The top 1-2 delivery methods for each item in each group are shown, and * indicates the lowest delivery method.

Overall Group

Category Result
Consumer Satisfaction 3.82 Standard / 3.78 Express
Repurchase Frequency 26.23 Standard / 26.11 Two-Day Shipping
24.77 Next-Day Shipping
Purchase Frequency High 44% Standard Shipping
Purchase Amount $60.73 Two-Day Shipping

Given the high satisfaction with standard shipping and the high frequency of repeat purchases/purchases, a strategy is needed to increase purchase volume for products primarily delivered via standard shipping.

Female Group

Category Result
Consumer Satisfaction 3.83 Standard Shipping / 3.79 Express Shipping
3.65 Store Pickup
Repurchase Frequency 26.55 Two-Day Delivery / 26.17 Standard Shipping
23.09 Express Shipping, 23.1 Next-Day Delivery
Purchase Frequency High 45% Two-Day Delivery
Low 39% Store Pickup
Purchase Amount $61.27 Store Pickup / $61.13 Free Shipping

While store pickup offers the highest purchase amount, customer satisfaction is the lowest. Therefore, identifying customer dissatisfaction with store pickup and improving it is necessary.

Male Group

Category Result
Consumer Satisfaction 3.81 Standard Shipping / 3.79 Two-Day Shipping
Repurchase Frequency 28.53 Express Shipping
24.67 Store Pickup
Purchase Frequency High 45% Standard Shipping
Purchase Amount $61.41 Two-Day Shipping / $60.46 Express Shipping
$57.69 Next-Day Shipping

Overall, there isn’t a significant difference in shipping method preferences. Most are satisfied with standard, two-day, and express shipping, so strategies are needed to strengthen these options or increase the experience value of other shipping methods.

This study identified overall trends in response to the research question using data from the entire cohort. While relatively small differences were observed, a closer look revealed subtle, yet significant, patterns.

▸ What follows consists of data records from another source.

PR #451, opened 2026-08-28
[HAL/AMDGPU] Add virtual-memory access scopes

zjgarvey:
## Motivation

HAL queue family affinity selects a device topology, but it cannot express whether virtual-memory protection applies to the selected device agents, their associated host agents, or both. AMDGPU needs that distinction, while backends that cannot enforce a requested scope need an explicit portable failure mode.

The replay allocator advertises the virtual-memory capability of its wrapped allocator, so successful virtual-memory operations also need complete capture and replay support.

## Summary

- Add `DEVICE`, `HOST`, and `ALL` virtual-memory access scopes and reject empty or unknown scopes before backend dispatch.
- Resolve AMDGPU scopes to the selected GPU agents, their associated CPU agents, or the deduplicated union. Keep Vulkan device-only and return `UNIMPLEMENTED` for valid host-access requests it cannot enforce.
- Advance replay format 7.0 to 7.1 and record, dump, and replay reservation, release, physical allocation/free, map, unmap, protect, and advise operations with stable object identities.

## Design

Queue family affinity continues to select topology; access scope selects the execution domains within it. The recorder validates reservation and physical-memory provenance before forwarding operations and consumes their identities only after successful release or free.

The executor validates payloads, object types, allocator ownership, and ranges, then tracks live mappings and tears resources down leaf-first. Queue completion signals and transfer staging remain alive until accepted work completes. Preflight rejects unresolved forward semaphore dependencies and opaque device-memory waits before a protect, unmap, or end-of-file completion drain, preventing replay from waiting forever before a required producer is submitted.

## Testing

- Replay: 6/6 targets and 101/101 cases passed normally; 101/101 cases passed under default-layering ASAN, with no ASAN/LSan diagnostics.
- AMDGPU access policy: 12/12 cases passed. Vulkan VMM/BDA: 30/30 cases passed.
- The full libhrx build passed 229/229 targets; host VMM CTS passed 2/2 cases.
- Clang-format passed for 39/39 changed C/C++ files; BUILD-to-CMake passed 1/1; cumulative diff hygiene and the pinned TheRock SDK `7.14.0a20260622` self-test (27/27) passed. No system ROCm userspace was used.

### DIFF
--- a/libhrx/cts/tests/virtual_memory/virtual_memory_test.cpp
+++ b/libhrx/cts/tests/virtual_memory/virtual_memory_test.cpp
@@ -5,6 +5,46 @@
 
 #include "hrx_test_fixture.hpp"
 
+namespace {
+
+static void IgnoreCleanupStatus(hrx_status_t status) {
+  if (!hrx_status_is_ok(status)) hrx().status_ignore(status);
+}
+
+class VirtualMemoryResources {
+ public:
+  explicit VirtualMemoryResources(hrx_allocator_t allocator)
+      : allocator(allocator) {}
+
+  ~VirtualMemoryResources() {
+    if (is_mapped) {
+      IgnoreCleanupStatus(hrx().allocator_virtual_memory_unmap(
+          allocator, virtual_buffer, /*virtual_offset=*/0, size));
+    }
+    if (physical_memory) {
+      IgnoreCleanupStatus(
+          hrx().allocator_physical_memory_free(allocator, physical_memory));
+    }
+    if (virtual_buffer) {
+      IgnoreCleanupStatus(
+          hrx().allocator_virtual_memory_release(allocator, virtual_buffer));
+    }
+  }
+
+  // Unowned allocator that outlives all resources in this helper.
+  hrx_allocator_t allocator = nullptr;
+  // Owned virtual address reservation released by the destructor.
+  hrx_buffer_t virtual_buffer = nullptr;
+  // Owned physical allocation freed by the destructor.
+  hrx_physical_memory_t physical_memory = nullptr;
+  // Size in bytes of the reservation, allocation, and mapping.
+  size_t size = 0;
+  // Whether the physical allocation is currently mapped.
+  bool is_mapped = false;
+};
+
+}  // namespace
+
 TEST_CASE_METHOD(HrxTestFixture, "query virtual memory support",
                  "[virtual_memory][query]") {
   hrx_allocator_t alloc = hrx().device_allocator(device_);
@@ -14,8 +54,7 @@ TEST_CASE_METHOD(HrxTestFixture, "query virtual memory support",
   REQUIRE_OK(hrx().allocator_query_virtual_memory(
       alloc, HRX_MEMORY_TYPE_DEVICE_LOCAL, &supported, &min_page, &rec_page));
 
-  // The task driver does not support VM — just verify the query doesn't crash
-  // and returns consistent values.
+  // Supported and unsupported allocators report consistent granularity values.
   if (supported) {
     REQUIRE(min_page > 0);
     REQUIRE(rec_page >= min_page);
@@ -25,8 +64,8 @@ TEST_CASE_METHOD(HrxTestFixture, "query virtual memory support",
   }
 }
 
-TEST_CASE_METHOD(HrxTestFixture, "reserve fails gracefully without VM support",
-                 "[virtual_memory][reserve]") {
+TEST_CASE_METHOD(HrxTestFixture, "virtual memory lifecycle",
+                 "[virtual_memory][lifecycle]") {
   hrx_allocator_t alloc = hrx().device_allocator(device_);
 
   bool supported = false;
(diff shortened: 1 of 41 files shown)


benvanik (changes requested):
The access-scope split is the right generic contract. It keeps topology
selection in queue affinity, represents host/device scope as a compact portable
value, fails unsupported Vulkan scopes loudly, and preserves the AMDGPU
same-logical-device ownership checks.

The replay path is not implemented, however. At this head:

- the replay allocator advertises the base allocator's VMM capability;
- successful VMM operations are recorded with
  `IREE_HAL_REPLAY_PAYLOAD_TYPE_NONE`;
- `virtual_memory_protect` forwards `access_scope` to the live base allocator
  but does not write it into the capture; and
- the replay executor has no implementation for any allocator VMM operation
  code, so the resulting successful records later fail with
  `IREE_STATUS_UNIMPLEMENTED`.

That is live wrapper forwarding, not replay support. A program can complete a
VMM lifecycle while recording and leave behind an artifact that contains
neither the resource identities nor the parameters needed to reproduce it.
This is especially dangerous because capture succeeds; the failure is deferred
until someone relies on the artifact.

Complete VMM replay is required for this API change. Please do not contain the
problem by making recorder-wrapped VMM return unavailable or unimplemented.
The landing needs to include:

1. Stable captured identities and replay ownership for virtual reservations and
   physical-memory handles, including release/free.
2. Serialized payloads for the state-changing VMM lifecycle: reserve,
   physical allocation, map, unmap, protect, and release/free. The protect
   payload must preserve the reservation identity, range, queue affinity,
   `access_scope`, and protection exactly. Advise and query operations must be
   deliberately replayed or classified as semantic no-ops rather than falling
   through as unsupported records.
3. Executor reconstruction and application of those operations without raw
   in-process pointers or backend-private identities in the capture format.
4. An end-to-end test that records and then replays a complete successful VMM
   lifecycle and proves the access scope survived the artifact boundary. A
   recorder-only test or live forwarding test is not sufficient.

This is a blocking part of the portable HAL contract, not follow-up cleanup.
If the VMM work is worth exposing through generic HAL, its capture and replay
semantics need to land with it.

zjgarvey:
The latest update completes the replay contract requested in the review:

- reservations and physical-memory handles now use stable captured identities,
  retain their owning allocators during replay, validate allocator ownership,
  and have explicit release and free operations;
- reserve, allocate, map, unmap, protect, advise, release, and free parameters
  are serialized and reconstructed without process-local pointers;
- granularity queries are explicitly treated as semantic no-ops because later
  records contain their resolved parameters; and
- an end-to-end test uses the production recorder wrapper to record and replay
  the complete lifecycle, including the access scope. A truncated-replay test
  also proves that teardown unmaps live ranges before freeing or releasing
  their backing objects.

The replay suite and changed-target clang-tidy pass on the updated branch
rebased onto current `main`.

benvanik (approved):
Thank you for carrying the replay contract through as part of this change. The updated head closes the artifact-boundary gap from the previous review:

- virtual reservations and physical allocations have stable captured identities, retain their owning allocator during replay, and have explicit release/free operations;
- map, unmap, protect, and advise preserve the resource identities and operation parameters, including queue affinity and the new access scope, while the granularity query is deliberately classified as a semantic no-op;
- the executor validates object types and allocator ownership, tracks live mapped ranges, rejects premature release/free, and unwinds mappings before resources when replay ends early; and
- the production recorder wrapper is exercised end to end through a different live allocator, including the complete lifecycle and truncated-capture cleanup.

The portable scope boundary remains sound: queue affinity selects topology, the scope selects host/device execution domains, AMDGPU resolves that to topology agents, and Vulkan rejects scopes it cannot enforce. This now preserves that contract across replay as well as live execution.

Approved at `9b0809b2ee27b02d41309d8e4c0ad9938167553c`.

zjgarvey:
Doing a rebase to check for semantic conflicts and will squash and merge if clean.

zjgarvey:
Rebase review update (`main` `109d935b`, PR head `9b0809b2`): the change applies cleanly, but the combined tree is **not merge-ready** because of four high-severity replay/VMM issues:

- A capture-write failure can override a successful VMM operation, leave a consumed proxy looking retryable, and block the remaining teardown.
- VMM handles are not bound to their originating recorder allocator, so raw or foreign handles can be dereferenced incorrectly or captured with unrelated object IDs.
- Signal-less asynchronous queue work is flushed but not completed before later VMM mutation or end-of-file teardown, allowing in-flight access to unmapped storage.
- If teardown unmap fails, replay discards the mapping ledger and still attempts dependent physical-memory free and reservation release.

I am applying some fixes before either landing or re-requesting a review.

zjgarvey:
Status for base `ecaaf737` / head `c507bb15`: 35/36 exact-head checks succeeded, and GitHub reports `MERGEABLE`, `APPROVED`, and `UNSTABLE`. The merge hold remains on the cancelled IREE Bazel gfx120X job.

The four commits remain patch-equivalent to the preceding range (`=` 4/4 with identical stable patch IDs; aggregate binary/full-index SHA-256 `193695b11ed7a21639ee8678b92396a145c2e8917e4468d6adc31184c28d3380`). The latest `main` delta is one Loom-only commit with no path or semantic overlap. Technical review is **HIGH 0 / MEDIUM 3**: conservative rejection of statically opaque signal-less work; loss of the sole durable cleanup-retry owner on a fallible executor path; and possible physical-memory ownership loss if recorder token allocation and compensating free both fail. The completion-drain ordering and opaque-dispatch dependency-preflight hangs are fixed; Windows enum narrowing is explicit.

Exact-head local checks passed replay (101/101 normally and under default-layering ASAN, with no ASAN/LSan diagnostics), TheRock SDK self-test 27/27, formatting 39/39, BUILD-to-CMake 1/1, AMDGPU policy 12/12, Vulkan 30/30, libhrx 229/229, and host VMM CTS 2/2. No system ROCm userspace was used.

[Attempt 3's gfx120X job](https://github.com/ROCm/hrx-system/actions/runs/34314865172/job/102358979084) built 5,021 targets successfully, then seven live-GPU suites timed out on runner `CS-RORDMZ-DT149` before the 15-minute cancellation. The [same runner reproduced the pattern on pre-PR main history](https://github.com/ROCm/hrx-system/actions/runs/34071047042/job/101588330055), while [exact current `main` passed 103/104 tests with one skip on `DT90`](https://github.com/ROCm/hrx-system/actions/runs/34313292157/job/102344196010). This classifies the cancellation as runner/GPU infrastructure, not PR source, but the PR is not fully passing.

[Issue #527](https://github.com/ROCm/hrx-system/issues/527) remains a nonblocking main-only captured-signal FIFO limitation.

zjgarvey:
I feel like the fixes are minor enough to land with the original approval, so I will merge this as long as main hasn't drifted too much since the rebase last night.

PR #455, opened 2026-08-28
[Loom] Compose recursive command product frontiers

benvanik:
Loom can now finish a portable command program without embedding, compiling, or even reading the implementation bodies of the kernels it launches. The parent product contains serialized command programs plus explicit executable-entry requirements. An optional callback publishes each surviving source-backed kernel specialization as an independently owned ordinary Loom module, ready for a worker pool, content-addressed cache, remote compiler, or target-specific pipeline.

This turns command compilation into a recursive product frontier instead of a monolithic compile-and-package operation. Requester exports determine what the parent publishes, library definitions satisfy dependencies without being implicitly re-exported, and structural kernel facets let command lowering consume the contract and pure launch configuration while stopping before the device implementation.

## What this enables

An embedding no longer has to choose between linking every kernel body into one compiler job and treating every kernel as an opaque external artifact. One indexed source universe supports local kernels, source or bytecode libraries, externally supplied executable entries, and several fact-selected specializations of one kernel definition.

```text
frozen link index shared by workers
  -> command-product job (one workspace)
       -> portable command program bytes
       -> executable-entry requirements
       -> optional owned kernel request modules
            -> cache lookup or independent target compile
```

The default path is body-blind. Without a request callback, command construction returns the portable programs and logical entry requirements while leaving implementation facets unopened. Supplying a callback opens only the implementations required by surviving launch sites, groups those sites by semantic specialization class, and transfers one child module per class.

| Authored/provider shape | Parent result | Child result |
| --- | --- | --- |
| Local `kernel.def` | Command program references its configured entry | Ordinary rooted Loom kernel module |
| `kernel.decl` satisfied by a text or bytecode library | Same as a local definition | Ordinary rooted Loom kernel module |
| One definition selected differently by launch-site facts | One entry requirement per live semantic class | One specialized module per class, not per launch site |
| Bodyless `kernel.entry.decl` | Explicit executable binding requirement | No fake or failed source request |

This is the composition boundary needed by a low-latency host: command bytes can become available without waiting for device compilation, while independent kernel jobs can run concurrently and reuse their normal module serialization, target compilation, and cache keys.

## Use the frontier from the CLI

The checked heterogeneous example links a requester and command library from text, a kernel provider from bytecode, a local kernel, two fact-selected schedule classes, and an externally bound entry:

```loom
command.program.def public @heterogeneous() launch(%storage: buffer) {
  %small = index.constant 64 : index
  %large = index.constant 256 : index
  %unit = index.constant 1 : index
  kernel.launch @local(%storage) : (buffer)
  command.program.launch @linked_stage[%small](%storage) : [index](buffer)
  command.program.launch @linked_stage[%large](%storage) : [index](buffer)
  kernel.dispatch @external[%unit](%storage) : [index](buffer)
  command.return
}
```

Seal the requester against its libraries, allowing the deliberately external entry to remain unresolved:

```shell
loom-link requester.loom \
  --library=stage.loom \
  --library=providers.loombc \
  --mode=link \
  --root=@heterogeneous \
  --allow-unresolved \
  --to=bc \
  --output=heterogeneous.loombc
```

The body-blind form emits only the parent command product:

The results of this study revealed that consumer satisfaction, repurchase, purchase frequency, and purchase amount were not significantly correlated with delivery method and were independent behavioral patterns. Furthermore, satisfaction was not a causal factor in customer repurchase behavior. This suggests that while the delivery experience is part of the customer journey, it is not a primary variable determining actual purchase behavior, but rather a secondary experience of value following purchase. Additional comparative analysis of gender distribution confirmed that specific gender groups did not bias the overall average or distort the interpretation of the results.

Delivery method provides a supplementary service experience as a choice during the product purchase process. This suggests that the customer journey may be determined by factors other than delivery method, such as price, promotions, product category, customer needs, and loyalty programs. Furthermore, women are more sensitive to the quality of the delivery experience, and their evaluations can fully reflect not only cost, convenience, and delivery method, but also emotional and experiential factors. Therefore, future research and practical applications will require a comprehensive approach that analyzes the customer journey, considering the consumption context and psychological factors, rather than focusing solely on the impact of the delivery method itself.